◆ The task: The expected answer is the set of lines in the data below between the line holding "serialized document | a single serialized object |" and the line holding "## What changed in the tests", inclusive, written out exactly.

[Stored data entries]

PR #106, opened 2026-07-28
feat: sort build result lists deterministically

### LINKED ISSUE #733: [FE] Ensure build result lists are sorted
Build result includes a number of lists, at least some of them are now not ordered deteministically. It means that when some package version is rebuild during migration process, the build result could change, although the change itself is non-significant reorder of elements in the collections.
This result in suspicious build reported and additional time spent on analysis of suspicios builds.
In scope of this issue we want to ensure that all lists in build result have deterministic order.

makeev-pavel:
## The build result, field by field

Everything `createVersionPackage` writes is listed below — nothing in the package is left undecided.

### Sorted

| file in the package | field | sorted by | test |
|---|---|---|---|
| `documents.json` | `documents[]` | `fileId` | integration |
| `operations.json` | `operations[]` | `operationId` | integration |
| `comparisons.json` | `comparisons[]` | `(packageId, version, revision, previousVersionPackageId, previousVersion, previousVersionRevision)` | unit ×2 (leading field, later fields incl. numeric revision) |
| `comparisons/<comparisonFileId>` | `operations[]` | `(operationId, previousOperationId)` | integration + unit + unit (special chars in ids) |
| `comparisons/<comparisonFileId>` | `operations[].changes[]` | `calculateChangeId` | unit |
| `ddl.json` | every kind (`tables`, …) | `ddlEntityId` | integration |
| `ddl-comparisons.json` | `comparisons[]` | same comparison key as above | unit |
| `ddl-comparisons/<comparisonFileId>` | `entities[]` | `(ddlEntityId, previousDdlEntityId)` | unit |
| `ddl-comparisons/<comparisonFileId>` | `entities[].changes[]` | `calculateChangeId` | unit |
| `mcp.json` | every kind (`inits`, `tools`, `resources`, `prompts`) | `mcpEntityId` | integration (tools) + unit (prompts) |
| `version-internal-documents.json` | `documents[]` | `id` | unit (+ a filter test) |
| `comparison-internal-documents.json` | `documents[]` | `id` | unit (+ a filter test) |
| `notifications.json` | `notifications[]` | `(severity, message, fileId, operationId, previousOperationId)` | unit ×2 (first two fields, then the tail) |

### Not sorted — and why

| file in the package | field | why it is left as is |
|---|---|---|
| `operations.json` | `operations[].tags[]` | spec parse order, already deterministic |
| `operations.json` | `operations[].models` | json-crawl order; object keys, no semantics |
| `operations.json` | `operations[].deprecatedInPreviousVersions[]` | already deterministic **and** a text sort is wrong for versions (`v10 < v2 < v9`) — pinned by a guard test |
| `operations.json` | `operations[].deprecatedItems[]` | already deterministic, never a source of drift |
| `documents.json` | `documents[].operationIds[]` | `buildOperations` parse order, already deterministic |
| `info.json` | `config.refs[]` | comes verbatim from the caller's `BuildConfig`, so already deterministic — and the order is consumed positionally when resolving dashboard/group documents, so sorting it would change which document wins a slug collision |
| `operations/<operationId>` | operation payload | a single object; key order comes from the spec |
| `documents/<filename>` | dumped document | a single document (JSON / SDL / SQL) |
| `version-internal-documents/<id>.json` | serialized document | a single serialized object |
| `comparison-internal-documents/<id>.json` | serialized comparison document | a single serialized object |
| `mcp/<mcpEntityId>`, `ddl/<ddlEntityId>` | entity payload | a single object / raw SQL |
| search text files | operation search text | built by a deterministic `Set` crawl |
| `info.json` | everything except `refs` | scalar config fields |

**Principle behind the split:** sort only lists whose order came from `Map` iteration or async completion. Sorting an already deterministic field is over-reach — it would produce a one-time false "changed" diff on the first rebuild after merge, which is exactly the false positive this issue exists to kill.

## What changed in the tests

**Packaging in tests is now the same packaging as in production.** Previously the test registries had their own serializer (~265 lines of `save*` / `get*Content`) that assembled the version directory itself — a second implementation that could, and did, drift away from `createVersionPackage`. Now `LocalRegistry.publishPackage` and `ApihubRegistry.publishPackage` both delegate to `createVersionPackage` through a filesystem-backed `ZipTool`, and that parallel serializer is deleted. Tests read exactly the file layout the product writes, so ordering assertions are made against the real artifact rather than a look-alike.

That switch immediately exposed three defects that the duplicate serializer had been hiding:

- **operation data was silently lost on reload** — the test registry read `operations/<id>.json` while production writes `operations/<id>` with no extension, so `operation.data` came back `undefined` (proven on a real filesystem with a negative control);
- **index and data files could disagree** — the comparison-internal index filtered on `comparisonFileId` while the writer filtered on `serializedComparisonDocument`, so an index row could point at a file that was never written; both now go through one resolver;
- **fire-and-forget writes** — `createVersionPackage` calls `zip.file(...)` without `await` (JSZip's `file()` is synchronous), so the async sink tracks writes in a pending queue drained by the always-awaited `buildResult()`. `memfs` hid this race; `FS_MODE=disk` exposed it.

New test file `test/build-result-ordering.test.ts`, 18 tests in two blocks:

- **4 integration cases** load the real zip produced by `createVersionPackage` and assert the exact serialized order. Fixtures declare files, paths and tables in reverse-alphabetical order, so a dropped sort fails;
- **14 unit cases** feed each exported builder reverse-order input and assert the sorted output — they cover the lists an integration build does not reach directly.

Every test carries a `// before: … → after: …` line stating the input order and the resulting order.

## Design decisions worth reviewing

- **Comparison is by UTF-16 code unit (`<` / `>`), never `localeCompare`** — locale and ICU build differ between Node and the browser, which is exactly the cross-runtime nondeterminism this issue is about.
- **`sortByKey` is decorate-sort-undecorate**, so each key is computed once per item instead of on every comparison; the priciest key (`calculateChangeId`) sorts 1998 real changes in 6.3 ms.
- **Numbers inside composite keys are zero-padded** so a text comparison keeps numeric order (revision 2 before 10); values outside non-negative integers below 1e10 throw instead of sorting wrongly.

◆ Exercise solution:
| `version-internal-documents/<id>.json` | serialized document | a single serialized object |
| `comparison-internal-documents/<id>.json` | serialized comparison document | a single serialized object |
| `mcp/<mcpEntityId>`, `ddl/<ddlEntityId>` | entity payload | a single object / raw SQL |
| search text files | operation search text | built by a deterministic `Set` crawl |
| `info.json` | everything except `refs` | scalar config fields |

**Principle behind the split:** sort only lists whose order came from `Map` iteration or async completion. Sorting an already deterministic field is over-reach — it would produce a one-time false "changed" diff on the first rebuild after merge, which is exactly the false positive this issue exists to kill.

## What changed in the tests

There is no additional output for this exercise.